III.13.5.1.1.2 Application. The Capacity Supply Obligation Bilateral shall include the following: (i) the asset identification number of the Capacity Transferring Resource; (ii) the MW amount of the Capacity Supply Obligation being transferred in MW amounts up to three decimal places with a minimum size of 100kW (the 100kW minimum shall not apply to resources registered with the ISO prior to the earliest date that any portion of this Section III.13.5 becomes effective); (iii) the term of the transaction (in whole month increments up to one year); (iv) the asset identification number of the Qualified Capacity Resource; (v) the Capacity Zone to which the Capacity Supply Obligation Bilateral will apply; and (vi) confirmation of the transaction by both the Lead Market Participant for the Capacity Transferring Resource and the Lead Market Participant or Project Sponsor for the Qualified Capacity Resource. If the Qualified Capacity Resource is supporting the transaction with an Import Capacity Resource, the application must include documentation that such resource has or will have import rights over the interface for the applicable Capacity Commitment Period.

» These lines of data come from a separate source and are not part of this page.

PR #280, opened 2024-08-06
SCC-4203 - Format Item filter data to work with DS components

dgcohen:
## Ticket:

- JIRA ticket [SCC-4203](https://newyorkpubliclibrary.atlassian.net/browse/SCC-4203)

- Connects the new DS components with real filter data and updates change handlers to correctly update the filters with the new components.
- Refactored ItemTableData model (removes a couple of unused fields) and added a formattedFilterData function that returns the data in the format expected by the DS MultiSelect components.
- Fixed an issue where the ItemTable error message was showing when an in-progress re-fetch was aborted (i.e. when filters are updated during an in-flight request).
- Had to set the year in state due to e.target.value being undefined in jest tests.

## How has this been tested?

- Added integration tests for Item Filtering in Bib page tests.
- Added unit tests for ItemTableData

- The form currently doesn't work with JS disabled for several reasons (MultiSelect components are not expanded by default, Search bar is it's own independent form, etc), but I will open some follow-up ticket sto fix this.

### Checklist:

[SCC-4203]: https://newyorkpubliclibrary.atlassian.net/browse/SCC-4203?atlOrigin=eyJpIjoiNWRkNTljNzYxNjVmNDY3MDlhMDU5Y2ZhYzA5YTRkZjUiLCJwIjoiZ2l0aHViLWNvbS1KU1cifQ


src/utils/itemFilterUtils.ts
```diff
@@ -65,19 +66,34 @@ export const buildAppliedFiltersTagSetData = (
...
+  const newValues = appliedFilters[field].filter(
+    (filterValue: string) => filterValue !== id
+  )
+  return [newValues, field]
+}
+
+export const getSelectedCheckboxesFromAppliedFilters = (
+  appliedFilters: AppliedItemFilters
+): SelectedCheckboxes => {
+  return {
```
charmingduchess, line 92: I don't think every multiselect needs to know the selcted values for all the other multiselects. The docs are a little unclear, but they say
> The value is an object with a key of the MultiSelect component's id value set to an object with an "items" key. The "items" value is an array of the selected items. 

I think this method might be extraneous, and you can generate the `selectedItems` values dynamically per multiselect on line 156 in `ItemFilters.tsx`

src/models/ItemFilterData.ts
```diff
@@ -21,6 +21,16 @@ export class ItemFilterData {
     return this.options
   }
 
+  get formattedFilterData(): FilterCheckboxGroup {
+    return {
+      id: this.field,
+      name: capitalize(this.field),
+      items: this.displayOptions().map((option) => {
```
charmingduchess, line 28: Maybe you can update `displayOptions` to return objects in this `{id, name}` format. The method  only used here and in one other place.

charmingduchess (changes requested):
I think there are some extra methods and variables that can be eliminated, but over all looks solid!

src/components/ItemFilters/ItemFilters.tsx
```diff
@@ -37,6 +41,9 @@ const ItemFilters = ({
   appliedFilters = { location: [], format: [], status: [], year: [] },
   filtersAreApplied = false,
 }: ItemFilterContainerProps) => {
+  // We have to set the year value in state to be able to test form control in jest.
```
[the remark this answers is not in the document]
dgcohen: The problem was occurring because we were using event.target.value to grab the value entered into the year form, so the integration test for submitting the form and updating the router ("updates the router when year filter is submitted") was failing.

src/models/ItemFilterData.ts
dgcohen: Good call! Done

charmingduchess (approved):

src/components/ItemFilters/ItemFilters.tsx
```diff
@@ -114,19 +106,22 @@ const ItemFilters = ({
           renderMultiSelect={renderMultiSelect}
         />
         <Box minWidth="440">
-          <Label id="year-filter-label" htmlFor="year-filter">
+          <Label id="year-filter-label" htmlFor="searchbar-form-year-filter">
```
EdwinGuzman, line 109: If you're going to update `htmlFor` here, then the id for `SearchBar` should also be updated.

src/components/ItemFilters/ItemFilters.tsx
```diff
@@ -137,28 +132,27 @@ const ItemFilters = ({
...
+          id={`${checkboxGroup.id}`}
           data-testid={`${checkboxGroup.id}-multi-select`}
           items={checkboxGroup.items}
           key={checkboxGroup.id}
-          onChange={(e: React.ChangeEvent<HTMLInputElement>): void => {
-            console.log(e.target.value)
+          onChange={async (e: React.ChangeEvent<HTMLInputElement>) => {
+            await handleMultiSelectChange(e.target.id, checkboxGroup.id)
           }}
-          onClear={() => {
```
EdwinGuzman, line 151: You do need the `onClear` function. Right now the count button with the "X" does not work. You can click on it but it doesn't remove the selected filters.

EdwinGuzman: You probably need to use  `handleRemoveFilter` here.

src/models/ItemFilterData.ts
```diff
@@ -1,30 +1,40 @@
+import { capitalize } from "lodash"
```
EdwinGuzman, line 1: Eventually, try to remove `lodash` and create the functions locally. Lodash is a big package and I think unnecessary nowadays.

src/components/ItemFilters/ItemFilters.tsx
```diff
@@ -37,6 +38,9 @@ const ItemFilters = ({
   appliedFilters = { location: [], format: [], status: [], year: [] },
   filtersAreApplied = false,
 }: ItemFilterContainerProps) => {
+  // We have to set the year value in state to be able to test form control in jest.
+  // TODO: Remove this if we can find a better way to test form submissions in jest.
+  const [year, setYear] = useState(appliedFilters.year[0] || "")
```
EdwinGuzman, line 43: This seems fine, I think we wanted to keep track of the text value as state for controlled components.

EdwinGuzman (changes requested):
Some changes. I'm not sure if this is part of the update or data-related but there are two values in the Format `MultiSelect` that are not formats and cause issues rendering the count button:
Screenshot 2024-08-13 at 9 50 48 AM

Here's an example set of selected filters https://research-catalog-git-scc-4203-format-item-filter-da-0aed58-nypl.vercel.app/research/research-catalog/bib/b10833141?item_location=loc%3Amal82%2Cloc%3Arc2ma%2Cloc%3Arcma2&item_format=AUG.+23%2C+2021-CURRENT%2CText&item_status=status%3Ana

src/components/ItemFilters/ItemFilters.tsx
dgcohen: I changed this because that what gets autogenerated by the DS, the might be a more robust way to fix that.

dgcohen:
> Some changes. I'm not sure if this is part of the update or data-related but there are two values in the Format `MultiSelect` that are not formats and cause issues rendering the count button: Screenshot 2024-08-13 at 9 50 48 AM
> 
> Here's an example set of selected filters https://research-catalog-git-scc-4203-format-item-filter-da-0aed58-nypl.vercel.app/research/research-catalog/bib/b10833141?item_location=loc%3Amal82%2Cloc%3Arc2ma%2Cloc%3Arcma2&item_format=AUG.+23%2C+2021-CURRENT%2CText&item_status=status%3Ana

I believe this is a data issue (that also exists on DFE) that's caused by the format values having a comma, which is what we use as the multi-value delineator. There may be an app level solution to this, but we should probably ticket that separately.

src/components/ItemFilters/ItemFilters.tsx
dgcohen: great catch! had to add a new callback (handleClearFilterGroup) since handleRemoveFilter finds and removes a single filter value.

EdwinGuzman (approved):

PR #287, opened 2024-08-08
account settings bug and error handling

charmingduchess:
https://nypl.slack.com/files/U04TFQGQFTQ/F07GS083E7J/image.png
addressing this error which appeared in prod. it was happening due to a notification preference that was null.
also adds error handling to the entire return statement of my account page.

### DIFF
--- a/pages/account/[[...index]].tsx
+++ b/pages/account/[[...index]].tsx
@@ -37,46 +37,54 @@ export default function MyAccount({
     document.cookie = newExpirationTime
     setExpirationTime(inFive)
   }
-
+  const serverError = (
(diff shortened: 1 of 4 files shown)


EdwinGuzman (approved):
This is good as a hotfix but we should revisit the try/catch for the returned render HTML. The error is a syntax/data issue so I think this should still try to render the layout and other details of the page. The error should be caught lower in the DOM tree.

charmingduchess:
Yes I agree! But I also think nothing should be allowed to completely break the app. So to avoid unforeseen errors from doing so, this is a stopgap.

PR #292, opened 2024-08-09
Add launch profile for debugging in VSCode

dgcohen:

- Launch profile for debugging Next apps in VSCode, very convenient way to inspect variables with breakpoints instead of using console.log.


EdwinGuzman (approved):
Sometime this week, can you show us how you're using this?

PR #305, opened 2024-08-22
Scc 4233/add username to account header

charmingduchess:
## Ticket:

- JIRA ticket [SCC-4233](https://newyorkpubliclibrary.atlassian.net/browse/SCC-4233)

- Fetches username from sierra
- displays username

## How has this been tested?

Updated unit tests and verified that usernames display. I don't have a patron account on hand with no username, so if anyone has one, that would be good to check!

-

### Checklist:

[SCC-4233]: https://newyorkpubliclibrary.atlassian.net/browse/SCC-4233?atlOrigin=eyJpIjoiNWRkNTljNzYxNjVmNDY3MDlhMDU5Y2ZhYzA5YTRkZjUiLCJwIjoiZ2l0aHViLWNvbS1KU1cifQ

### DIFF
--- a/__test__/fixtures/processedMyAccountData.ts
+++ b/__test__/fixtures/processedMyAccountData.ts
@@ -317,7 +317,7 @@ export const filteredPickupLocations = [
 
 export const processedPatron = {
   notificationPreference: "z",
-  username: "spaghettimaster",
+  username: "pastadisciple",
   name: "Strega Nonna",
   barcode: "23333121538324",
   formattedBarcode: "2 3333 12153 8324",
--- a/__test__/fixtures/processedMyAccountData.ts
+++ b/__test__/fixtures/processedMyAccountData.ts
@@ -317,6 +317,7 @@ export const filteredPickupLocations = [
 
 export const processedPatron = {
   notificationPreference: "z",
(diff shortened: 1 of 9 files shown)


__test__/fixtures/processedMyAccountData.ts
```diff
@@ -317,6 +317,7 @@ export const filteredPickupLocations = [
 
 export const processedPatron = {
   notificationPreference: "z",
+  username: "spaghettimaster",
```
dgcohen, line 320: nit: change to "stregadisciple"

dgcohen (approved):
Looks good and working locally. Just one minor comment.

dgcohen:
Also out of curiosity, did we ever consider if patron has enough data and functionality to warrant its own class?

charmingduchess:
@dgcohen the data is pretty static so i don't think it needs to be a class.

dgcohen:
> @dgcohen the data is pretty static so i don't think it needs to be a class.

Yeah that makes sense, though you can argue the same for some of the other classes we have. It's definitely out of scope of this PR but it might be a good idea for us to start thinking about criteria for what goes in a model vs a utils file.

PR #316, opened 2024-09-06
SCC-4264 - VQA Second Pass

dgcohen:
## Ticket:

- JIRA ticket [SCC-4264](https://newyorkpubliclibrary.atlassian.net/browse/SCC-4264)

-

-

### Checklist:

### DIFF
--- a/pages/test-pickup-times/index.tsx
+++ b/pages/test-pickup-times/index.tsx
@@ -120,7 +120,7 @@ const TestPickupTimes = (params) => {
               <Select
                 id="scenario"
                 name="scenario"
-                labelText="Preloaded Scenarios"
+                labelText="Preloaded scenarios"
                 value={scenario}
                 onChange={(e) =>
                   setScenario((e.target as HTMLInputElement).value)
@@ -138,7 +138,7 @@ const TestPickupTimes = (params) => {
 
               <TextInput
                 id="holdingLocation"
-                labelText="Item Location"
+                labelText="Item location"
                 name="holdingLocation"
                 value={holdingLocation}
                 onChange={(e) => setHoldingLocation(e.target.value)}
@@ -163,7 +163,7 @@ const TestPickupTimes = (params) => {
               </Select>
               <TextInput
                 id="deliveryLocation"
-                labelText="Delivery Location (opt)"
+                labelText="Delivery location (opt)"
                 name="deliveryLocation"
                 value={deliveryLocation}
                 onChange={(e) => setDeliveryLocation(e.target.value)}
--- a/src/components/ItemFilters/ItemFilters.tsx
+++ b/src/components/ItemFilters/ItemFilters.tsx
@@ -173,14 +173,18 @@ const ItemFilters = ({
         />
       </Box>
       {filtersAreApplied ? (
-        <Box display="flex" mr="s" mb="m">
+        <Box
+          display="flex"
+          flexDirection={{ base: "column", md: "row" }}
+          mb="m"
+        >
           <Text
-            fontSize="body2"
+            display="block"
+            fontSize="desktop.body.body2"
             fontWeight="bold"
-            mr="s"
-            mb={0}
+            mr={{ base: "0", md: "s" }}
+            mb={{ base: "xxs", md: 0 }}
             lineHeight={2}
-            display="table-cell"
           >
             Active filters
           </Text>
--- a/styles/components/BibDetails.module.scss
+++ b/styles/components/BibDetails.module.scss
@@ -6,6 +6,13 @@
     border: none;
     margin-bottom: var(--nypl-space-m);
   }
+
+  dt {
+    @media (max-width: 600px) {
+      margin-bottom: var(--nypl-space-xxs);
+    }
+  }
+
   dl dt,
   dl dd {
     padding-top: 0;
--- a/CHANGELOG
+++ b/CHANGELOG
@@ -5,6 +5,12 @@ All notable changes to this project will be documented in this file.
 The format is based on [Keep a Changelog](https://keepachangelog.com/en/1.0.0/),
 and this project adheres to [Semantic Versioning](https://semver.org/spec/v2.0.0.html).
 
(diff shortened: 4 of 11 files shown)


charmingduchess:
I'm seeing title casing on the item table headings in desktop mode
Screenshot 2024-09-18 at 4 37 18 PM

charmingduchess (approved):

__test__/pages/bib/bibPage.test.tsx
```diff
@@ -168,11 +168,41 @@ describe("Bib Page Item Table", () => {
     await userEvent.click(yearFilter.querySelector("button[type='submit']"))
 
     expect(mockRouter.asPath).toBe("/bib/pb5579193?item_date=2005")
+  })
+
+  it("clears the year filter when the year tag is clicked", async () => {
+    const yearTag = screen.queryByText("Year > 2005").closest("button")
+    await userEvent.click(yearTag)
+
+    expect(mockRouter.asPath).toBe("/bib/pb5579193")
```
EdwinGuzman, line 177: Hmm I just noticed that these tests depend on the previous test having run and pass. If this test ever gets commented out, skipped, or deleted, the next test will fail. Not something to fix now but tests should be as isolated as possible, unless if there is a need to make them sequential.

__test__/pages/bib/bibPage.test.tsx
```diff
@@ -168,11 +168,41 @@ describe("Bib Page Item Table", () => {
...
+    await userEvent.type(yearField, "ABCD")
+    await userEvent.click(yearFilter.querySelector("button[type='submit']"))
+    expect(mockRouter.asPath).toBe("/bib/pb5579193")
+    expect(
+      screen.queryByText("Error: Please enter a valid year.")
+    ).toBeInTheDocument()
 
-    // Clear the year field
-    await userEvent.click(yearFilter.querySelector("button[type='button']"))
+    // not of length 3
```
EdwinGuzman, line 199: Do you mean 4?

pages/test-pickup-times/index.tsx
```diff
@@ -120,7 +120,7 @@ const TestPickupTimes = (params) => {
               <Select
                 id="scenario"
                 name="scenario"
-                labelText="Preloaded Scenarios"
+                labelText="Preloaded scenarios"
```
EdwinGuzman, line 123: I know you're making titles sentence case but this is out of scope.

src/components/ItemFilters/ItemFilters.test.tsx
```diff
@@ -8,75 +8,101 @@ import Bib from "../../models/Bib"
...
-    const outsideOfTheFilter = screen.getByLabelText("Search by year")
+    it("renders the year search form when showDateFilter is true", async () => {
+      expect(screen.getByLabelText("Search by year")).toBeInTheDocument()
+    })
 
-    const locationFilterButton = screen
-      .getByTestId("location-multi-select")
-      .querySelector("button")
-    await userEvent.click(locationFilterButton)
+    it("closes open filters when user clicks outside of the filter", async () => {
```
EdwinGuzman, line 47: This is fine to keep here but also note that this is an implementation detail of the component, no? And this test already exists in the DS (in a similar way) so there's no need to replicate the test here, but okay to keep if you want to.

src/components/ItemFilters/ItemFilters.tsx
```diff
@@ -106,7 +111,14 @@ const ItemFilters = ({
 
   const handleYearSubmit = async (e: SyntheticEvent) => {
     e.preventDefault()
-    await submitFilters(year.length ? [year] : [], "year")
+    const isNumeric: boolean = /^[0-9]*$/.test(year)
+
+    if (year.length !== 4 || !isNumeric) {
```
EdwinGuzman, line 116: Double-check this. @charmingduchess I vaguely remember that there's a need for searching 3 digit years, right?

styles/components/BibDetails.module.scss
```diff
@@ -6,6 +6,13 @@
     border: none;
     margin-bottom: var(--nypl-space-m);
   }
+
+  dt {
+    @media (max-width: 600px) {
+      margin-bottom: var(--nypl-space-xxs);
```
EdwinGuzman, line 12: I think this should be `xs` for "8px"

EdwinGuzman (changes requested):
This was not addressed:
> 2. Would it be possible for ‘active filters’ to remain in one line instead of wrapping like this?

See the QA doc for screenshot. It seems this PR is mostly for updating tests and conditionally rendering the table but most of the VQA feedback will be done after the next DS release, right? (Specifically for the `Table` component). I might be missing more context. But otherwise, the updated tests look good.

__test__/pages/bib/bibPage.test.tsx
dgcohen: I agree. I noticed that too but didn't fix since it's out of scope. Will open a ticket to fix this.

src/components/ItemFilters/ItemFilters.test.tsx
dgcohen: Correct, this is a holdover from when this functionality was in research-catalog. This diff indicates that I moved it, but can remove it as part of this PR since it doesn't need to test the component's implementation.

src/components/ItemFilters/ItemFilters.tsx
dgcohen: We are currently validating for 4 characters in DFE, but it makes sense to me that 3 digit years (or fewer) would be valid.

src/components/ItemFilters/ItemFilters.test.tsx
EdwinGuzman: Gotcha. That wasn't clear. So then these tests were added back when this was not a default feature of the DS and was app-specific. I think they can be removed since the feature and tests are in the DS component.

EdwinGuzman (approved):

III.13.5.1.1.3 ISO Review and Approval. The ISO shall review the information provided in support of the Capacity Supply Obligation Bilateral, and may reject the Capacity Supply Obligation Bilateral for the following reasons:

  1. Identified reliability issues pursuant to the standards set forth in Section III.13.2.5.2.5;
  2. Submission of incomplete or inadequate information as required in Section III.13.5.1.1.2;
  3. Late submission of the Capacity Supply Obligation Bilateral;
  4. The resource proposed to assume the Capacity Supply Obligation is not a Qualified Capacity Resource pursuant to Section III.13.1;
  5. The megawatt amount identified in the Capacity Supply Obligation Bilateral is greater than the actual Capacity Supply Obligation associated with the resource seeking to transfer its Capacity Supply Obligation; or
  6. Lack of confirmation by the Capacity Transferring Resource or the Qualified Capacity Resource.